Costs and Deductibles for Part A

  • A $1,736 deductible that serves as your entire out-of-pocket expense for up to a 60-day hospital stay
  • There is a possibility of paying your deductible multiple times a year depending on when your hospital stays occur
  • A daily copay of $434 for days 61 to 90 in a hospital
  • A daily copay of $868 for days 91 to 150 in a hospital

Therefore, the maximum amount you may have to pay out of pocket with Medicare Part A depends on the length of your hospital stay and the number of times you are hospitalized in a year.
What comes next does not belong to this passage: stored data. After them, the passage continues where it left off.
PR #745, opened 2023-11-21
Cnft1 749 skip link context hook

hclarkEnq:
## Description

Adding a context for the Skip Link, this is a invisible link that should wrap up the app and be the first tabbing option for the user 
The goal of this skip link is to navigate the user to main content of the page.

Note: There is an example of the usage of the skip link in advanced search for testing purposes
Proper usage of main content will be determined later

## Tickets

https://cdc-nbs.atlassian.net/browse/CNFT1-749

## Steps to verify

1.Login
2. Click on tab button
3. Observe the skip link focused
4. navigate to main content


apps/modernization-ui/src/SkipLink/SkipLinkContext.tsx
```diff
@@ -0,0 +1,37 @@
...
+    const [id, setId] = useState<string | undefined>(undefined);
+
+    // Setting up the id to pass it to the anchor tag
+    const contextValue: SkipLinkContextType = {
+        setId
+    };
+
+    return (
+        <SkipLinkContext.Provider value={contextValue}>
+            <a href={'#' + id}>Skip to main content</a>
```
adamloup-enquizit, line 33: suggestion:  only display the skip link if `id` exists to avoid any possible confusion when the link doesn't actually go anywhere

apps/modernization-ui/src/SkipLink/SkipLinkContext.tsx
```diff
@@ -0,0 +1,37 @@
...
+        throw new Error('useSkipLink must be used within a SkipLinkProvider');
+    }
+    return context;
+}
+
+interface SkipLinkProviderProps {
+    children: React.ReactNode;
+}
+
+export const SkipLinkProvider: React.FC<SkipLinkProviderProps> = ({ children }: SkipLinkProviderProps) => {
```
adamloup-enquizit, line 23: question: What is `React.FC`?

apps/modernization-ui/src/SkipLink/SkipLinkContext.tsx
```diff
@@ -0,0 +1,37 @@
...
+    const [id, setId] = useState<string | undefined>(undefined);
+
+    // Setting up the id to pass it to the anchor tag
+    const contextValue: SkipLinkContextType = {
+        setId
```
adamloup-enquizit, line 28: question:  The value is an `id` but `setId` doesn't really express the intention of it.  What name would express the intention more?  `skipTo`?

hclarkEnq: Yeah skipTo makes more sense for this case.

apps/modernization-ui/src/SkipLink/SkipLinkContext.tsx
hclarkEnq: okay will add the check

apps/modernization-ui/src/SkipLink/SkipLink.scss
```diff
@@ -0,0 +1,6 @@
+.hidden-link {
```
adamloup-enquizit, line 1: suggestion: should the class name match the Component name to keep things consistent?

apps/modernization-ui/src/SkipLink/SkipLink.scss
```diff
@@ -0,0 +1,6 @@
...
+    color: transparent;
```
adamloup-enquizit, line 2: issue:  The element is still visible as a giant bar on the top of the screen.  `display: none` might be enough

adamloup-enquizit (changes requested):

apps/modernization-ui/src/SkipLink/SkipLink.scss
hclarkEnq: I also deleted the styles as we don't need them

adamloup-enquizit (approved):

Costs and Deductibles for Part B

  • An annual calendar year deductible of $283
  • Once the deductible is met, 80% of the bills on the B side are covered by Medicare, and you pay the remaining 20%
  • There is no cap on the amount you could be billed in a calendar year for the 20% coinsurance payment on all Part B services.
  • Additionally, about 1 in 10 doctors may charge an extra 15% above the Medicare-approved amount for services

In total, you are liable to encounter up to six gaps in Original Medicare A and B.

“In Original Medicare, you’re looking at potential out-of-pocket expenses including a recurring deductible, daily copays, and unlimited coinsurance which, unfortunately, never stops.”
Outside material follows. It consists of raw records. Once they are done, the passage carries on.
PR #310, opened 2023-03-18
feat: updating home_directory to the correct location

nickelskevin:
**- What I did**
updated atctivate_cli.dart to use  "$homeDirectory/.atsign/keys";
**- How I did it**

**- How to verify it**

feat: updating home_direcrtory to  "$homeDirectory/.atsign/keys";

### DIFF
--- a/packages/at_onboarding_cli/lib/src/activate_cli/activate_cli.dart
+++ b/packages/at_onboarding_cli/lib/src/activate_cli/activate_cli.dart
@@ -4,6 +4,8 @@ import 'dart:io';
 
 import 'package:at_utils/at_logger.dart';
 
+import '../home_directory/home_directory.dart';
+
 Future<void> main(List<String> arguments) async {
   //defaults
   String rootServer = 'root.atsign.org';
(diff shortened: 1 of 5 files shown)


packages/at_onboarding_cli/lib/src/activate_cli/activate_cli.dart
```diff
@@ -41,7 +43,10 @@ Future<void> main(List<String> arguments) async {
 
   stdout.writeln('[Information] Root server is ${argResults['rootServer']}');
 
-  var downloadPath = '${Directory.current.path}/keys';
+  // var downloadPath = '${Directory.current.path}/keys';
+  var homeDirectory = getHomeDirectory();
+  var downloadPath = "$homeDirectory/.atsign/keys";
```
gkc, line 48: Do you need to use platform-specific path separators? e.g. \ for Windows etc

gkc (commented):
Are you intending a release? If so, please bump version in pubspec, and update CHANGELOG

packages/at_onboarding_cli/lib/src/activate_cli/activate_cli.dart
cconstab: We use the same code in attalk on windows. I really need to put those into a package..

cconstab (dismissed):
Thank you

packages/at_onboarding_cli/lib/src/activate_cli/activate_cli.dart
cconstab: Updated ready for v1.2.5 release to pub.dev

cconstab (approved):
checked and tested manually

PR #313, opened 2023-03-20
feat:created dockerfile to create at_activate

cconstab:
Created Dockerfile to be able to produce at_activate cli using docker and buildx

### DIFF
--- a/packages/at_onboarding_cli/Dockerfile
+++ b/packages/at_onboarding_cli/Dockerfile
@@ -14,7 +14,7 @@ RUN \
   dart pub get ; \
   dart pub upgrade ; \
   dart compile exe bin/activate_cli.dart -o $BINARYDIR/at_activate ; \
-  tar cvzf /atsign/at_activate.`uname -m`.tar.gz at_activate/at_activate
+  tar cvzf /atsign/at_activate."$(uname -m)".tgz "$BINARYDIR"/at_activate
 
   
 # Second stage of build FROM scratch
--- a/packages/at_onboarding_cli/Dockerfile
+++ b/packages/at_onboarding_cli/Dockerfile
@@ -1,0 +1,22 @@
+FROM dart:2.19.4@sha256:5d2f42239d719bef7fe60abb37273aea16d8526980662b696c218663ac005d96 AS buildimage
+ENV HOMEDIR=/atsign
+ENV BINARYDIR=/atsign/at_activate
+ENV USER_ID=1024
+ENV GROUP_ID=1024
+WORKDIR /atsign
+# Context for this Dockerfile needs to be at_server repo packages/at_root_server
+# If building manually then (from packages/at_root_server):
+## sudo docker build -t atsigncompany/root .
+COPY . .
+RUN \
+  mkdir -p $HOMEDIR ; \
+  mkdir -p $BINARYDIR ; \
+  dart pub get ; \
+  dart pub upgrade ; \
+  dart compile exe bin/activate_cli.dart -o $BINARYDIR/at_activate ; \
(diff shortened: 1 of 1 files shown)


gkc:
Works for me. Made the comments accurate for this repo.

Would the next step be to create github workflows (similar to those in at_server's at_server.yaml) which automatically build and push images to dockerhub?
- dev images, upon merge to trunk
- prod images, upon creation of a release

packages/at_onboarding_cli/Dockerfile
```diff
@@ -0,0 +1,22 @@
...
+# If building manually then (from packages/at_onboarding_cli):
+## docker build -t atsigncompany/at_activate .
+COPY . .
+RUN \
+  mkdir -p $HOMEDIR ; \
+  mkdir -p $BINARYDIR ; \
+  dart pub get ; \
+  dart pub upgrade ; \
+  dart compile exe bin/activate_cli.dart -o $BINARYDIR/at_activate ; \
+  tar cvzf /atsign/at_activate.`uname -m`.tar.gz at_activate/at_activate
```
cpswan: A few nits here:

* Backticks for shell commands are discouraged in style guides, so maybe use `"$(uname -m)"`
* We could simplify what's going to be a complex filename by having a `.tgz` suffix (as these days people aren't going to separately gunzip then untar).
* `at_activate/at_activate` assumes our working directory is /atsign (which it is) but we've got something of a random mix of `$DIR` and `/dir` and `dir` and it would be nice to have a more consistent style.

So altogether this line could (should?) be:
`tar cvzf /atsign/at_activate."$(uname -m)".tgz "$BINARYDIR"/at_activate`

cpswan (commented):
I'm not clear why we're creating a Docker image with a tarfile inside it? Why not just the AOT binary (and runtime underneath it) so that somebody could then `docker run atsigncompany/at_activate <params>`?

We could then have a multi platform build, though that's only going to work for things that the official Dart Docker image supports (Linux flavours, so no Windows or Mac).

packages/at_onboarding_cli/Dockerfile
cconstab: This is primarily for downloads and releases to go alongside sshnp which follows a similar pattern of tar.gz. with no support for windows.
Using docker buildx this docker file can create some , and in the future maybe all of them with darwin/ .
Doing this by hand is tedious so this helps a little.

cconstab: @cpswan I tried using the style guide "$uname -m)" and it does not work with or without the " so have gone back to backticks..

thanks for the other edits

cpswan: Was it failing because of the missing opening bracket, or is that just a typo?

cpswan:
If we need to automate creation of the tar files then that can just be a GitHub action workflow rather than using Docker. I'll take a pass at doing one in the UK morning.

packages/at_onboarding_cli/Dockerfile
cconstab: just a typo I tested with your edit ...

cconstab:
Thanks Chris.. If you do get it working then we can use the same pattern to create sshnp which would be very cool

cpswan:
@cconstab I think we're going to need this (in addition to anything we might do with GitHub Actions matrix builds).

I've made some changes to the Dockerfile to align with my proposal at https://github.com/atsign-foundation/sshnoports/issues/106

LMK if you're OK with it, and I'll merge.

cpswan (approved):

cconstab:
Thanks Chris this looks great.. We should do the same thing for sshnoports repoas  it saves yak shaving

PR #344, opened 2023-05-11
build: Changes for Dart 3

gkc:
**- What I did**
**Note:** No errors flagged by Dart 3 in code; none of the packages here _have_ to be republished; however at_contacts probably ought to be
build: Modify max dart version in pubspecs to <4.0.0
build: update minimum dart SDK version to 2.15.0 in order to pick up the `unawaited` function
feat: removed usages of deprecated `formatAtSign` method from at_contacts_impl.dart
style: changed several for loops to change `for (var foo in <collection>)` to `for (final foo in <collection>)`
build: Updated package version and CHANGELOG for at_contact in prep for publishing a new version

### DIFF
--- a/packages/at_contact/lib/src/at_contacts_impl.dart
+++ b/packages/at_contact/lib/src/at_contacts_impl.dart
@@ -150,7 +150,7 @@ class AtContactsImpl implements AtContactsLibrary {
     if (scanList.isEmpty) {
       return contactList;
     }
-    for (var key in scanList) {
+    for (final key in scanList) {
       var atsign = reduceKey(key.key!);
       var atKey = _formAtKeyFromScanKeys(key);
       AtContact? contact;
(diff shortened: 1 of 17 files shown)


packages/at_contact/lib/src/at_contacts_impl.dart
```diff
@@ -418,11 +416,11 @@ class AtContactsImpl implements AtContactsLibrary {
     }
     var atKey = _formKey(KeyType.group, key: atGroup.groupId!);
     // Add all contacts in atContacts from atGroup
-    atContacts.forEach((contact) {
+    for (var contact in atContacts) {
```
cpswan: could be `final`

cpswan (dismissed):

packages/at_contact/lib/src/at_contacts_impl.dart
gkc: Changed. Changed a few other for loops also.

cpswan (approved):

PR #358, opened 2023-06-09
feat: initial commit of at_cli_commons package

gkc:
**- What I did**
feat: initial commit of at_cli_commons package

**- How I did it**
- New package with basic README
- A subsequent commit will add a usage example of CLIBase to the README before we publish to pub.dev

### DIFF
--- a/packages/at_cli_commons/lib/src/home_directory.dart
+++ b/packages/at_cli_commons/lib/src/home_directory.dart
@@ -1,0 +1,23 @@
+import 'dart:io';
+
+// Get the home directory or null if unknown.
+String? getHomeDirectory() {
+  switch (Platform.operatingSystem) {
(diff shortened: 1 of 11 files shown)


packages/at_cli_commons/lib/src/home_directory.dart
```diff
@@ -0,0 +1,23 @@
+import 'dart:io';
+
+// Get the home directory or null if unknown.
+String? getHomeDirectory() {
+  switch (Platform.operatingSystem) {
+    case 'linux':
```
cpswan, line 6: missing return?

cconstab: No need for one

cconstab (approved):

Understanding Requirements and Costs of Advantage Plans

Medicare Advantage Plans, also known as Part C plans, are an alternative to Original Medicare, provided by private insurance companies approved by Medicare.

To be eligible for an Advantage plan, you have to:

  • Be enrolled in Medicare Parts A and B
  • Pay the Medicare Part B premium, currently at $202.90 monthly
  • Live in the plan’s service area

Some costs associated with these plans include:

  • The Part B premium, which still necessary to keep your Medicare active
  • Copayments for services until you hit the plan’s annual max out-of-pocket limit. This could range from around $3,000 to approximately $10,000 per year depending on the specific plan.
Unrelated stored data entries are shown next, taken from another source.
PR #374, opened 2023-07-05
fix: Remove LoggingType and add LoggingHandler as optional argument t…

### LINKED ISSUE #343: Ability to log to stderr **by default**
### Is your feature request related to a problem? Please describe.

Recently we added the ability to specific a different output handler for AtSignLogger. However, this must be set for each AtSignLogger constructed. This means it is not possible to make all AtSignLoggers used by your program send their log to stderr - since most of the loggers are created in dependent libraries

### Describe the solution you'd like

- Make a static method on AtSignLogger to allow setting of a default log output handler
- modify AtSignLogger constructor to allow nulls for the output handler, and if null then use the current static default

### Describe alternatives you've considered

_No response_

### Additional context

_No response_

sitaram-kalluri:
**- What I did**
* Replace the `LoggingType` enum in `AtSignLogger` constructor with `LoggingHandler` to enable custom logging.
* In AtSignLogger, add static variable `defaultLoggingHandler` and default it to instance of `ConsoleLoggingHandler`
* Export `handlers.dart` file in at_loggers.dart for custom logging classes to extend `LoggingHandler` class
* Resolve dart analyze issues in `atsign_util.dart` and `fix_at_sign_test.dart`
* Remove the code related to `LoggingType` enum and commented code.
* Update the version of lints and test packages

### DIFF
--- a/packages/at_utils/lib/src/logging/atsignlogger.dart
+++ b/packages/at_utils/lib/src/logging/atsignlogger.dart
@@ -11,13 +11,15 @@ class AtSignLogger {
   static String _root_level = 'info';
   bool _hierarchicalLoggingEnabled = false;
 
-  static final ConsoleLoggingHandler _consoleLoggingHandler =
+  static final ConsoleLoggingHandler consoleLoggingHandler =
       ConsoleLoggingHandler();
+  static final StdErrLoggingHandler stdErrLoggingHandler =
+      StdErrLoggingHandler();
 
   /// The default logging handler to log events.
   ///
   /// Defaults to [ConsoleLoggingHandler] which writes log events to console.
-  static LoggingHandler defaultLoggingHandler = _consoleLoggingHandler;
+  static LoggingHandler defaultLoggingHandler = consoleLoggingHandler;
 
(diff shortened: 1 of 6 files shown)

Comparing Hospitalization Costs

Let’s compare hospitalization costs between Original Medicare and a typical Medicare Advantage plan. With Original Medicare, hospitalization cost is $1,736 for a 60-day stay. In comparison, an Advantage plan could have a daily copay of around $350 for the first six days.

This means you might actually pay more out-of-pocket upfront in comparison to Original Medicare, but any additional costs of services, including doctor visits while staying at the hospital, are taken care of by the Advantage plan.

Wrapping Up: Which Plan Costs More?

Through this analysis, determining which plan costs more involves weighing the economic benefits of an Advantage plan against the freedom of choice and flexibility offered by Original Medicare. It’s clear that if hospital stays and regular doctor visits are a common occurrence, an Advantage plan could potentially be more economical. This is because it comes with a max out-of-pocket limit, whereas, with Original Medicare, out-of-pocket costs could snowball infinitely.

However, the flip side is the potential limitation of provider networks and the need for pre-authorizations built-in to most Advantage plans.

Ultimately, the decision should align with your health care needs, budget, and personal preferences. Assessing your medical history, preferred providers, and financial considerations will help guide you toward the Medicare option that strikes the right balance between cost-saving and healthcare freedom. Remember, the goal is to find the plan that suits your unique situation and provides you with peace of mind for your health and financial well-being.